From the data that follows, copy every line with the string "exists".

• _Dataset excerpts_
··········

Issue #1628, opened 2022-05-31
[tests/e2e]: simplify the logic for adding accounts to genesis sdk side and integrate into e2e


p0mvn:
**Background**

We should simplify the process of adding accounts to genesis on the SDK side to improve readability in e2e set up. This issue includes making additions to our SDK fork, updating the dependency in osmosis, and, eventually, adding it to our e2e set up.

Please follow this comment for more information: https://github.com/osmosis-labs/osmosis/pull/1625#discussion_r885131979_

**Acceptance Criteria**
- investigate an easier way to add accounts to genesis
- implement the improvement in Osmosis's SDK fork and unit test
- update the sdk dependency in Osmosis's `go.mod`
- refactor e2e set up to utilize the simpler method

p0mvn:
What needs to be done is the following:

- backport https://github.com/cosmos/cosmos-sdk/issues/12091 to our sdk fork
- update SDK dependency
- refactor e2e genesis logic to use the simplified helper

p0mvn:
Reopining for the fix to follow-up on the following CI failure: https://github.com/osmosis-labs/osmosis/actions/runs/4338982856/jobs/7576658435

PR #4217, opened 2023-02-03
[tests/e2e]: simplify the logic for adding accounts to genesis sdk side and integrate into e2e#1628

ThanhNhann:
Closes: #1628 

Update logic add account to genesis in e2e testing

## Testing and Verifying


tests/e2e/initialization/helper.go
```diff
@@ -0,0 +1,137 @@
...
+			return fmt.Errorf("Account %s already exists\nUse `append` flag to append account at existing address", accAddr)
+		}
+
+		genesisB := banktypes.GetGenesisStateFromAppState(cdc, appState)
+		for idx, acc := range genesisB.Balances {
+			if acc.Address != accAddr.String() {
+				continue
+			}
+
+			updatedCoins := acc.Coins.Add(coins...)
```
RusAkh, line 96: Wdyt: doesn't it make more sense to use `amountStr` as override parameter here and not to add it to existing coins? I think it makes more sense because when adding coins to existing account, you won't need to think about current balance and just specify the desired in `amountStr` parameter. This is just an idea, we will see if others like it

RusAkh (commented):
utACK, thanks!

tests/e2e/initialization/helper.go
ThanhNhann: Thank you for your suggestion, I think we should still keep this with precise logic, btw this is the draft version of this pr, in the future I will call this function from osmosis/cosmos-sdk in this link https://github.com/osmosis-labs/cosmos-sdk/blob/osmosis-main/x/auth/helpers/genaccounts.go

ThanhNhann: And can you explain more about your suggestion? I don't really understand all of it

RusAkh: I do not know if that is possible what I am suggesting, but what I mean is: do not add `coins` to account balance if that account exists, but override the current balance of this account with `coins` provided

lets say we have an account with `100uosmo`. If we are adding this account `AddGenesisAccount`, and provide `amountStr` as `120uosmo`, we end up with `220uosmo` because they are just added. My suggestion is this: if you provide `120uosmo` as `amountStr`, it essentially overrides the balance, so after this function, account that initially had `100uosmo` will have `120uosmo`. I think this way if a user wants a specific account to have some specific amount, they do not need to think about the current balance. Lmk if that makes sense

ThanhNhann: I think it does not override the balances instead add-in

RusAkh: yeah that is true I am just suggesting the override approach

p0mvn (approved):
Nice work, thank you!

··········

• _Result below_
+			return fmt.Errorf("Account %s already exists\nUse `append` flag to append account at existing address", accAddr)
RusAkh: I do not know if that is possible what I am suggesting, but what I mean is: do not add `coins` to account balance if that account exists, but override the current balance of this account with `coins` provided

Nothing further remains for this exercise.